I'm not immediately clear what centroid you want, but the centroid that comes to mind is the point in multivariate space at the centre of the mass of the points per group. About this you want a 95% confidence ellipse. Both aspects can be computed using the ordiellipse()
function in vegan. Here is a modified example from ?ordiellipse
but using a PCO as a means to embed the dissimilarities in an Euclidean space from which we can derive centroids and confidence ellipses for groups based on the Nature Management variable Management
.
require(vegan)
data(dune)
dij <- vegdist(decostand(dune, "log"), method = "altGower")
ord <- capscale(dij ~ 1) ## This does PCO
data(dune.env) ## load the environmental data
Now we display the first 2 PCO axes and add a 95% confidence ellipse based on the standard errors of the average of the axis scores. We want standard errors so set kind="se"
and use the conf
argument to give the confidence interval required.
plot(ord, display = "sites", type = "n")
stats <- with(dune.env,
ordiellipse(ord, Management, kind="se", conf=0.95,
lwd=2, draw = "polygon", col="skyblue",
border = "blue"))
points(ord)
ordipointlabel(ord, add = TRUE)
Notice that I capture the output from ordiellipse()
. This returns a list, one component per group, with details of the centroid and ellipse.

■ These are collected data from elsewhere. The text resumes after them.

PR #1411, opened 2023-02-09
Fix `history_metadata` accesses for unusual symbols

sdeibel:
Fix format_history_metadata when firstTradeDate is None, as is the case for QCSTIX and probably others.  Submitting this on main since it seemed appropriate for that based on the instructions in https://github.com/ranaroussi/yfinance/discussions/1084 -- I can redo it if that is not what you want.

### DIFF
--- a/tests/ticker.py
+++ b/tests/ticker.py
@@ -52,12 +52,16 @@ class TestTicker(unittest.TestCase):
     def test_badTicker(self):
         # Check yfinance doesn't die when ticker delisted
 
-        tkr = "AM2Z.TA"
+        tkr = "DJI"  # typo of "^DJI"
         dat = yf.Ticker(tkr, session=self.session)
         dat.history(period="1wk")
         dat.history(start="2022-01-01")
         dat.history(start="2022-01-01", end="2022-03-01")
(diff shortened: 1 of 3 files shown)


ValueRaider:
`main` is fine for this. I've updated unit tests (they should have detected problem), which found some other issues. I don't have time to use, let me know if anything broken.

sdeibel:
I don't think there are new problems but found that requirements.txt was missing requests-cache and scipy so I updated this pull request.  Actually, I meant to make a new separate pull request but that didn't got as planned...

ValueRaider:
Those two modules aren't *necessary* so deliberately missing.
- `requests_cache` - if user smart enough to want to cache, they're smart enough to install
- `scipy` - my sense is usage of price repair is rare (where `scipy` used)

sdeibel:
There were needed to run the unit tests, which is what motivated me to add them.  I suppose another idea would be to add a requirements-test.txt but it's not a big deal since it's pretty obvious what's needed when trying to run the tests and only two things had to be installed.

ValueRaider:
I deleted that commit

sdeibel:
Great, thanks.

You can extract the center
component from each of these to get at the centroids
> t(sapply(stats, `[[`, "center"))
MDS1 MDS2
BF -1.2222687 0.1569338
HF -0.6222935 -0.1839497
NM 0.8848758 1.2061265
SF 0.2448365 -1.1313020
Notice that the centroid is only for the 2d solution. A more general option is to compute the centroids yourself. The centroid is just the individual averages of the variables or in this case the PCO axes. As you are working with the dissimilarities, they need to be embedded in an ordination space so you have axes (variables) that you can compute averages of. Here the axis scores are in columns and the sites in rows. The centroid of a group is the vector of column averages for the group. There are several ways of splitting the data but here I use aggregate()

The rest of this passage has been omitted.